In [5]:
%autoreload 2
from pymcts.uct import UCTNode
from pymcts.game.trivial import TrivialState
from pymcts.game.tic_tac_toe import TicTacToeState

In [19]:
win_state = TrivialState()
loss_state = TrivialState(result={1: 0})
root_state = TrivialState(result=None, moves={1: win_state, 2: loss_state})

root = UCTNode(root_state)
for _ in range(100):
    root.mc_round()

root

UCTNode(M: None, P1, Wins/Visits: 94.0/100.0, # Untried: 0, [
    UCTNode(M: 2, P1, Wins/Visits: 0.0/6.0, # Untried: 0),
    UCTNode(M: 1, P1, Wins/Visits: 94.0/94.0, # Untried: 0)
])

Above we see a trivial two-stage game where Player 1 always 'wins' following taking move 1, and always loses after taking move 2.

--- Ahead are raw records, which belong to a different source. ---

PR #1900, opened 2026-08-04
Remove redundant index sum in transcharges

bhourahine:
The work array should only be over one spin channel. The array was reset to zero each time in the loop, so was working correctly, but only the current spin is referenced. So it was using twice the memory and MPI reducing over a matrix which was half full of zeros.


bhourahine:
There is probably room to optimise further and avoid the nAtom x full matrix GEMM operations to set up the charges. MPI windows and one sided communications might be the best option. But putting the sTimesGrndEigVecs into a globally replicated array and then locally making the products with the distributed grndEigVecs, followed by a global sum over the qCache arrays would also probably work faster than the current structure.

thomas-niehaus (approved):
Thanks for fixing this.

thomas-niehaus:
Yes, I agree,  sTimesGrndEigVecs should be distributed.

PR #1901, opened 2026-08-05
Clean out redundant env use in RPA

bhourahine:


bhourahine:
@thomas-niehaus was there a plan to use env in some way for these routine? Otherwise, makes sense to remove it, as is doing nothing.

thomas-niehaus:
I can't remember why it was necessary at some point. Can be removed.

thomas-niehaus (approved):

PR #1903, opened 2026-08-16
More accurate kWeight normalisation

bhourahine:
For large k-grids, underflow affects the normalisation of sum(kWeights). Also block compiler optimisation of Kahan sum.


bhourahine:
@aradi Any views about the use of volatile, as the more accurate sum would be useful elsewhere.

aradi (approved):

PR #1909, opened 2026-09-04
Fix pump probe bug

fbonafe:
In restart runs, initializeTDVariables() received ham0 as intent(out) and unconditionally reset it from H0, which is built for the geometry given in the input file. On a restart the geometry instead comes from the dump file, and updateH0S() had just rebuilt ham0 correctly for those coordinates (only for that to be overwritten again). The stale ham0 was then used to build the first Hamiltonian, the one that bootstraps the leapfrog propagator, so it was evaluated at the wrong geometry. Only the inter-atomic blocks are affected (onsite blocks do not depend on geometry) and the error is sub-percent, but the bootstrap's imaginary displacement is a near-cancelling commutator [S⁻¹H, Re ρ], which amplifies it by roughly an order of magnitude; rho and rhoOld are left mutually inconsistent and this excites the leapfrog odd–even mode at period 2dt. It shows up as a large spurious ripple on the probe dipole (~30x the physical signal here) and requires ion dynamics (with fixed nuclei the restart geometry equals the input geometry and the stale ham0 happens to be correct). 

Fix: ham0 becomes intent(inout) and is only allocated and set from H0 when not restarting, so the values computed by updateH0S() for the restarted geometry survive; since it now persists across calls (runDynamics() calls the routine once per kick polarisation direction), the allocation is guarded with if (.not. allocated(ham0)).


bhourahine:
@fbonafe can you add this to the fixed section of the CHANGELOG.rst, as it will impact users.

src/dftbp/timedep/timeprop.F90
```diff
@@ -2469,6 +2468,12 @@ subroutine initializeTDVariables(this, env, densityMatrix, rho, H1, Ssqr, Sinv,
     end if
 
     if (.not. this%tReadRestart) then
+      ! ham0 is intent(inout), so it survives between calls (runDynamics() calls this routine
+      ! once per kick polarisation direction) and must only be allocated the first time.
```
bhourahine, line 2472: Is it possible to check the kick direction is consistent with allocation status?

bhourahine (commented):
Plus suggestion about the CHANGELOG

src/dftbp/timedep/timeprop.F90
fbonafe: No, because the kick direction could be set independently of this. I just changed the comment because it was misleading. The thing is actually not to override with the ham0 that was just built from restarted coordinates with the GS one.

bhourahine: I fixed the line length, and added the mentioned check above the routine in the call tree.

PR #1913, opened 2026-09-09
Recalculate xTB references with tigthened SCC tolerance

aradi:
Needed as scc convergence changed in current tblite, (v0.7.0) causing false positives for the test cases with default scc tolerance (1-5).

We then set up a UCT tree and run some iterations. One consequence of the UCT algorithm here is that an always-losing node will get revisited with exponentially declining frequency as the number of iterations increase. This shows that UCT focuses its visits (during the 'selection' part of MCTS) on subtrees that perform well, and hence searches deeper into parts of the game tree that see stronger play.

In [15]:
s = TicTacToeState()

root = UCTNode(s)
for _ in range(int(1E5)):
    root.mc_round()
root.wins / root.visits

0.422095

Here we repeat the exercise with Tic Tac Toe. We know that perfect play always results in a tie (score = 0.5); in general, UCB scores should underestimate the true value of a node and converge from below as the number of iterations rises.

In [9]:
root.best_move()

(1, 1)

As expected, this tree identifies that the best move for the first player is to go in the center.